The research paper presents the results of the author's Ph.D. thesis, which is currently in its final stages of production and will be officially submitted in June 2017. Its main research objective is to explain the contrasting prominence of the firearm control issue in the political agendas of Brazil and Uruguay during the last decade, as well as the differing policy decisions that followed. Namely, the approval of the 'Disarmament Statute' in Brazil in 2003 and the 'Firearm Law' in Uruguay in 2014.
To explain these phenomena, we resort to public policy theories concerning policy formation, a term that condenses three aspects of the policy process: agenda-setting, the development of alternatives and policy decision making. Applied is John Kingdon’s (2014/1995) Multiple Streams Framework (MSF), because of its capacity to analyze the dynamics surrounding agenda-setting, policy change and variation. However, we go beyond the original framework and adopt a major recent modification proposed by Zohlnhöfer, Herweg, and Huß (2016), which introduces a second coupling process to the framework. Their suitability is assessed with the help of empirical evidence from different qualitative explanatory sources. Among others, the study of legislative documents, academic literature and media reports, as well as the conduction of in situ interviews with protagonists of the specific policy processes.

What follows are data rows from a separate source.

PR #2405, opened 2026-06-16
[0.5.z] Configure a specific rust version

desmax74:
Backport of https://github.com/guacsec/trustify/pull/2395/

## Summary by Sourcery

Pin the Rust toolchain version in CI and automation to ensure consistent builds and checks.

Enhancements:
- Declare the workspace Rust version in Cargo.toml to document the required compiler version.

Build:
- Use the shared Rust setup action in binary build workflows to align build tooling with the pinned Rust version.

CI:
- Introduce a reusable composite action to set up the Rust toolchain at version 1.96.0 with optional components and use it across CI workflows for clippy, rustfmt, llvm-tools, and benchmarks.

### DIFF
--- a/.github/actions/setup-rust/action.yaml
+++ b/.github/actions/setup-rust/action.yaml
@@ -1,0 +1,18 @@
+name: Setup Rust
+description: Setup Rust toolchain with the project's pinned version
+
+inputs:
+  components:
+    description: Comma-separated list of additional components to install (e.g. clippy, rustfmt)
+    required: false
+    default: ""
+
+runs:
+  using: "composite"
+
+  steps:
+    - uses: actions-rust-lang/setup-rust-toolchain@v1
+      with:
+        toolchain: 1.96.0
+        components: ${{ inputs.components }}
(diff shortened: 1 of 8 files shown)


ctron (approved):
Again, in the future, this might just lead to the same case where we are not aware of things that break when newer Rust versions are being released.

But if we want pinning, then this works.

desmax74:
@ctron now we can choose to put _stable_ here https://github.com/guacsec/trustify/pull/2405/changes#diff-11f0ae113d663d6f9c68799547596c0c2eb2bd0437b5b45c357bfe3043e4d963R16 on main branch and a number on release/0.y.z branches, or _stable,1.96_ on main, is allowed to use multiple values

ctron:
Right we can use `stable`, but that's what you get from GH anyway.

desmax74:
Not exactly, now we can ask something that will be available on GH but we can ask before will be available in the runners, and in a controlled way we can choose, before we was just consumer without option to choose.

PR #2410, opened 2026-06-23
build: don't exclude download, it's required

ctron:
This only changes the release process part, not actual code.

Claude added an exclude for `/download`, I missed that, and we need it. That's why the last parts of the release build fail.

## Summary by Sourcery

Inasmuch as the MSF and the proposed extension were developed with Western democracies in mind, their explanatory capacity might not be the same in different regions. Thus, our second research objective is the further development of the MSF and the public policy research agenda in Latin America. Because the study of policy formation in the region is recent and relatively limited, we aim to make an original contribution to the empirical verification of the MSF in Latin America and developing countries. The challenges and complications that arouse during the analysis will allow us to devise adjustments to the MSF and its extension, and to further its theoretical development, while deepening our understanding of the policy formation process in Latin America.
Bibliography:
● Kingdon JW (2014) Agendas, Alternatives, and Public Policy. 2nd ed. Crawfordsville: Pearson Education Limited.
● Zohlnhöfer R, Herweg N and Huß C (2016) Bringing Formal Political Institutions into the Multiple Streams Framework: An
Analytical Proposal for Comparative Policy Analysis. Journal of Comparative Policy Analysis: Research and Practice 18(3): 243–256.